Uploaded image for project: 'Lustre'
  1. Lustre
  2. LU-18070

sanity test_103a: FAIL: run_acl_subtest 'misc' failed

Details

    • Bug
    • Resolution: Fixed
    • Minor
    • Lustre 2.16.0
    • Lustre 2.16.0
    • Ubuntu 24.04 client
      SLES 15 SP6 client
    • 3
    • 9223372036854775807

    Description

      This issue was created by maloo for jianyu <yujian@whamcloud.com>

      This issue relates to the following test suite run: https://testing.whamcloud.com/test_sets/53afc141-49e3-4248-b791-db7fd0dc3212

      test_103a failed with the following error:

                             
      [413] $ chmod 750 d -- ok
      [414] $ ls -dl d | awk '{print $1}' -- ok
      [417] $ getfacl --omit-header d -- failed
      user::rwx                             | user::rwx                              
      user:bin:r-x                          | user:bin:r-x                           
      user:daemon:rwx	#effective:r-x        | user:daemon:rwx	#effective:r-x         
      group::rwx	#effective:r-x             | group::rwx	#effective:r-x              
      mask::r-x                             | mask::r-x                              
      other::---                            | other::---                             
      default:user::rwx                     | default:user::rwx                      
      default:user:bin:r-x                  | default:user:bin:r-x                   
      default:user:daemon:rwx               ? default:user:daemon:rwx	#effective:r-x 
      default:group::rwx                    ? default:group::rwx	#effective:r-x      
      default:mask::rwx                     ? default:mask::r-x                      
      default:other::r-x                    ? default:other::---                     
                                            |                                        
      [432] $ rmdir d -- ok
      103 commands (95 passed, 8 failed)
       sanity test_103a: @@@@@@ FAIL: run_acl_subtest 'misc' failed
      

      Test session details:
      clients: https://build.whamcloud.com/job/lustre-reviews/106363 - 6.4.0-150600.23.14-default
      servers: https://build.whamcloud.com/job/lustre-reviews/106363 - 5.14.0-362.24.1_lustre.el9.x86_64

      <<Please provide additional information about the failure here>>

      VVVVVVV DO NOT REMOVE LINES BELOW, Added by Maloo for auto-association VVVVVVV
      sanity test_103a - run_acl_subtest 'misc' failed

      Attachments

        Issue Links

          Activity

            [LU-18070] sanity test_103a: FAIL: run_acl_subtest 'misc' failed

            With patch https://review.whamcloud.com/41683, sanity test_103a is failing in a new different way:

            [176] $ : < f -- failed
            ~                                     ? f: Permission denied
            

            This is weird as all other recent failures of this test are happening with SLES15 only (either "full" test sessions or my debug patches pushed under LU-18070).
            I am going to investigate.

            sebastien Sebastien Buisson added a comment - With patch https://review.whamcloud.com/41683 , sanity test_103a is failing in a new different way: [176] $ : < f -- failed ~ ? f: Permission denied This is weird as all other recent failures of this test are happening with SLES15 only (either "full" test sessions or my debug patches pushed under LU-18070 ). I am going to investigate.

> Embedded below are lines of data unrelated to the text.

PR #9072, opened 2023-12-04
feat(storage): add object retention feature

### LINKED ISSUE #8929: storage: add support for object retention
Please implement the object retention feature. The following operations must be supported:

- Create a bucket with object retention enabled by using the `enableObjectRetention` bucket create boolean option at bucket create time
- Get the object retention enabled status of a bucket
- Create an object with retention enabled (on an retention enabled bucket) by populating the `retention` object at object create time (retention object has the fields `mode` which can be Unlocked or Locked, and `retainUntilTime` which is a timestamp)
- Update retention for an existing object with a patch operation, by passing the `overrideUnlockedRetention` boolean patch option
- Get the retention policy of an object
- Remove retention for an existing object the same way as above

            I had this fail twice on master with el9.3 clients in a trivial test session... Patch https://review.whamcloud.com/41683 was based on 2.16.0-RC1, but I've rebased it to the latest master to include "LU-18101 sec: fix ACL handling on recent kernels again" in the hopes of fixing it...

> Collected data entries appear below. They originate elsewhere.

PR #9080, opened 2023-12-05
test(datastore): Add explicit sleep before read time use

bhshkh:
The read time in this test is current time truncated to microseconds.
If there is a difference between the Datastore service clock and the test runner, the test fails with error:

```
=== RUN   TestIntegration_AggregationQueriesInTransaction
    retry.go:44: FAILED after 10 attempts:
        integration_test.go:818: client.NewTransaction: rpc error: code = InvalidArgument desc = The requested 'read_time' cannot be in the future.
--- FAIL: TestIntegration_AggregationQueriesInTransaction (100.71s)
```

Adding explicit sleep as part of this PR to avoid this sceanrio.


gkevinzheng (approved):
LGTM

datastore/integration_test.go
```diff
@@ -811,6 +811,10 @@ func TestIntegration_AggregationQueriesInTransaction(t *testing.T) {
 			if readTime.IsZero() {
 				// Use current time as read time if read time is not specified in test case
 				readTime = time.Now().Truncate(time.Microsecond)
+
+				// Read time is truncated to microseconds. If immediately used in NewTransaction call,
+				// it leads to "read_time cannot be in the future" error
+				time.Sleep(time.Second)
```
cindy-peng, line 817: Should the sleep time here be "Microsecond" or "Second" since the read time is truncated to microseconds?

bhshkh: It can be microsecond but being safe here to prevent failures if and when deviation between service clock and test runner clock is more

kolea2 (approved):

PR #9082, opened 2023-12-06
test(storage): fix flaky RequesterPays test

### LINKED ISSUE #9003: storage: TestIntegration_RequesterPaysNonOwner failed
Note: #8934 was also for this test, but it was closed more than 10 days ago. So, I didn't mark it flaky.

----

commit: ca2493f43c299bbaed5f7e5b70f66cc763ff9802
buildURL: [Build Status](https://source.cloud.google.com/results/invocations/4c165c2a-d883-4d2a-8f77-9abb6f426e0c), [Sponge](http://sponge2/4c165c2a-d883-4d2a-8f77-9abb6f426e0c)
status: failed

BrennaEpp:
Add retry on 400 and 403 to object deletes

I believe the error was occuring due to the metadata changes not being propagated yet. Other operations are done on the `o` ObjectHandle, which will retry a operation if it encounters a 400 or 403, but these deletes are not retried in that case because they are on a different handle.

Fixes #9003


storage/integration_test.go
```diff
@@ -5307,6 +5312,27 @@ func (h testHelper) mustRead(obj *ObjectHandle) []byte {
 	return data
 }
 
+// deleteObjectIfExists deletes an object with a RetryAlways policy (unless another
```
tritone, line 5315: It seems like we should maybe be doing this for object cleanup in general? Wondering if there are other tests which should also use this method.

tritone (approved):

storage/integration_test.go
BrennaEpp: I believe we have a similar method that does a lot of our object cleanups, perhaps I can merge the two.

tritone: Feel free, but it can be in a separate PR if that's easier

BrennaEpp: Sounds good, I will merge this as-is to get the test fix in.

PR #9109, opened 2023-12-08
feat(vertexai): add CountTokens

jba:
Add support for the CountTokens RPC.


vertexai/genai/count_tokens.go
eliben, line 1: What is this file for?

jba: Leftover. Will remove.

PR #9113, opened 2023-12-09
feat(vertexai): add function support

jba:
A client can pass a list of functions to the model which the model will call if it determines they can help with a response. The client must then provide the function result in its next prompt, and the model will attempt to use it.


vertexai/internal/support/support.go
```diff
@@ -0,0 +1,112 @@
...
+	}
+	return civil.Date{
+		Year:  int(p.Year),
+		Month: time.Month(p.Month),
+		Day:   int(p.Day),
+	}
+}
+
+// MapToStructPB c
+func MapToStructPB(m map[string]any) *structpb.Struct {
```
eliben, line 95: The doc string is incomplete

eliben (approved):

vertexai/internal/support/support.go
```diff
@@ -0,0 +1,112 @@
...
+		return nil
+	}
+	to := map[K]VTo{}
+	for k, v := range from {
+		to[k] = f(v)
+	}
+	return to
+}
+
+// ZeroToNil returns nil if x is the zero value for T,
```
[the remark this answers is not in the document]
jba: I guess we could pass a zero valued pointer to the proto. Also happy to rename. Let me do those after I land the PR with the tool.

vertexai/internal/support/support.go
jba: Done.

Issue #9034, opened 2023-11-21
bigtable: Get underlying protobuf of mutation ops


coxley:
Ref: https://github.com/googleapis/google-cloud-go/blob/main/bigtable/bigtable.go#L878

We have a handful of systems that make liberal use of BigTable. To make replaying, diagnosing, or dry-running previous events possible, I want to record the database decisions made for a given input.

With traditional databases, I'd record the rendered SQL template(s). I don't exactly have that with BigTable — but internally this library has it. Are the operations unexported explicitly, or just because this use-case hasn't come up?

To get around this, I'm going to embed `*bigtable.Mutation` and do my own recording. But our stuff can be high volume, and I'd love to not need to allocate extra things forever.

```go
type Mutation struct {
	*bigtable.Mutation
	// Some internal tracking here
}

func (m *Mutation) Set(family, column string, ts bigtable.Timestamp, value []byte) {
	m.Mutation.Set(family, column, ts, value)
}

func (m *Mutation) DeleteCellsInColumn(family, column string) {
	m.Mutation.DeleteCellsInColumn(family, column)
}

```

noahdietz:
@coxley sounds like a reasonable request. One question: Would it be sufficient to return a _copy_ of the `Ops` instead of handing over a reference? I'd worry about handing over an internal implementation detail to users to manipulate --> foot gun.

Feel free to send a PR for @bhshkh to review with this feature request, I'm just triaging open issues :)

coxley:
@noahdietz That's a very fair and valid compromise. Will still allocate extra stuff, but avoid needing to reinvent types.

I'll try to take another look at this after vacation. :)

igorbernstein2:
Hi,

I'm not sure if this is the best path forward. Cloud Bigtable has 2 features that are designed specifically for this usecase. Have you explored [Audit Logs](https://cloud.google.com/bigtable/docs/audit-logging) and [Change Stream](https://cloud.google.com/bigtable/docs/change-streams-overview).

In general its not possible for clients to audit the changes accurately (ie using operations like CheckAndMutate and ReadModifyWrite can have non deterministic results if multiple clients are modifying the same row). Change streams is similar to WAL logs of SQL and designed for the explicit purpose of getting a very accurate view of whats stored in Bigtable. Audit logs is meant more for regulatory purposes, but contains the entire payload of the RPC

[...]

PR #9114, opened 2023-12-09
bigtable: Expose mutation protobufs via mut.Ops()

coxley:
# Summary

Context: #9034

Recording or analyzing database operations can be valuable. Think recording historical requests and replaying them locally — or in a shadow tier — and comparing what actions were taken.

This isn't possible when using the current BigTable SDK. 

We add two functions in this PR to address that: `mut.Ops()` and `mut.OpsValues()`.

## Why two?

To avoid unexpected behavior from the client mutating results from `mut.Ops()` before `table.Apply()`, we need to clone the underlying protobufs. The amount of extra allocations will grow with the number of staged operations.

Except for `mut.Set()` operations.

At least in my use cases, we write fairly large blobs to cells. For basic replay data, I don't need a copy of the bytes I've already written — I already have access to them. I'd rather save the extra alloc space.

Assuming this is a sensible default, `mut.Ops()` will zero out `btpb.Mutation_SetCell.Value`. The unmodified version can be retrieved from `mut.OpsValues()`

## Sensible default?

I was going to flip the behavior around but `mut.OpsNoValues` or `mut.OpsWithoutValues` feels clunky. 

I'm not tied to it — happy to make the change if someone has better names. :)

# Test Plan

```
➜ go test ./...
?       cloud.google.com/go/bigtable/cmd/emulator       [no test files]
?       cloud.google.com/go/bigtable/internal   [no test files]
?       cloud.google.com/go/bigtable/internal/conformance       [no test files]
?       cloud.google.com/go/bigtable/internal/mockserver        [no test files]
?       cloud.google.com/go/bigtable/internal/option    [no test files]
?       cloud.google.com/go/bigtable/internal/stat      [no test files]
ok      cloud.google.com/go/bigtable    9.709s
ok      cloud.google.com/go/bigtable/bttest     0.133s
ok      cloud.google.com/go/bigtable/internal/testproxy 0.028s
```

Benchmark, assuming writing a single cell value of 4K:

```
BenchmarkMutationOps/ops-8                877124              1356 ns/op             904 B/op         19 allocs/op
BenchmarkMutationOps/opsvalues-8          484908              2467 ns/op            5008 B/op         21 allocs/op
```

### DIFF
--- a/bigtable/bigtable.go
+++ b/bigtable/bigtable.go
@@ -44,8 +44,10 @@ import (
 	_ "google.golang.org/grpc/balancer/rls"
 )
 
-const prodAddr = "bigtable.googleapis.com:443"
-const mtlsProdAddr = "bigtable.mtls.googleapis.com:443"
+const (
+	prodAddr     = "bigtable.googleapis.com:443"
+	mtlsProdAddr = "bigtable.mtls.googleapis.com:443"
+)
 
 // Client is a client for reading and writing data to tables in an instance.
 //
@@ -697,9 +699,12 @@ func makeFullReadStats(reqStats *btpb.RequestStats) FullReadStats {
 			CellsReturnedCount: readStats.CellsReturnedCount,
 			CellsSeenCount:     readStats.CellsSeenCount,
 			RowsReturnedCount:  readStats.RowsReturnedCount,
-			RowsSeenCount:      readStats.RowsSeenCount},
+			RowsSeenCount:      readStats.RowsSeenCount,
+		},
 		RequestLatencyStats: RequestLatencyStats{
-			FrontendServerLatency: latencyStats.FrontendServerLatency.AsDuration()}}
+			FrontendServerLatency: latencyStats.FrontendServerLatency.AsDuration(),
+		},
+	}
 }
 
 // FullReadStatsFunc describes a callback that receives a FullReadStats for evaluation.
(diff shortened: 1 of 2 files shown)


coxley:
I was asked to request review from @bhshkh in #9034 — I don't have permission to edit reviewers on the PR so mentioning here. :)

bigtable/bigtable.go
```diff
@@ -697,9 +699,12 @@ func makeFullReadStats(reqStats *btpb.RequestStats) FullReadStats {
 			CellsReturnedCount: readStats.CellsReturnedCount,
 			CellsSeenCount:     readStats.CellsSeenCount,
 			RowsReturnedCount:  readStats.RowsReturnedCount,
-			RowsSeenCount:      readStats.RowsSeenCount},
+			RowsSeenCount:      readStats.RowsSeenCount,
```
coxley, line 702: Whoops, format on save. I can revert these parts if we prefer to reduce out-of-context lines.

bhshkh:
This is on my radar. Will review it soon.

bhshkh:
LGTM but would be great to have a review from @mutianf or @igorbernstein2  as well

bhshkh (approved):

igorbernstein2 (changes requested):
As mentioned in #9034, Im very hesitant about exposing the underlying protobufs to end users. Lets continue the conversation in that issue before proceeding here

            Otherwise, if this is causing even "trivial" test sessions to fail, we need to look into disabling this subtest until it is fixed.

            adilger Andreas Dilger added a comment - I had this fail twice on master with el9.3 clients in a trivial test session... Patch https://review.whamcloud.com/41683 was based on 2.16.0-RC1, but I've rebased it to the latest master to include " LU-18101 sec: fix ACL handling on recent kernels again " in the hopes of fixing it... Otherwise, if this is causing even "trivial" test sessions to fail, we need to look into disabling this subtest until it is fixed.

            "Sebastien Buisson <sbuisson@ddn.com>" uploaded a new patch: https://review.whamcloud.com/c/fs/lustre-release/+/56573
            Subject: LU-18070 dbg: debug sanity test_103a - 2
            Project: fs/lustre-release
            Branch: master
            Current Patch Set: 1
            Commit: fd8ff92937685b823fbb18231e9df86557847889

            gerrit Gerrit Updater added a comment - "Sebastien Buisson <sbuisson@ddn.com>" uploaded a new patch: https://review.whamcloud.com/c/fs/lustre-release/+/56573 Subject: LU-18070 dbg: debug sanity test_103a - 2 Project: fs/lustre-release Branch: master Current Patch Set: 1 Commit: fd8ff92937685b823fbb18231e9df86557847889

            "Sebastien Buisson <sbuisson@ddn.com>" uploaded a new patch: https://review.whamcloud.com/c/fs/lustre-release/+/56572
            Subject: LU-18070 dbg: debug sanity test_103a - 1
            Project: fs/lustre-release
            Branch: master
            Current Patch Set: 1
            Commit: 81746489f00e9625dd876ed14157fbba820c969f

            gerrit Gerrit Updater added a comment - "Sebastien Buisson <sbuisson@ddn.com>" uploaded a new patch: https://review.whamcloud.com/c/fs/lustre-release/+/56572 Subject: LU-18070 dbg: debug sanity test_103a - 1 Project: fs/lustre-release Branch: master Current Patch Set: 1 Commit: 81746489f00e9625dd876ed14157fbba820c969f

            All recent failures happen with SLES 15.6 clients. I am going to investigate.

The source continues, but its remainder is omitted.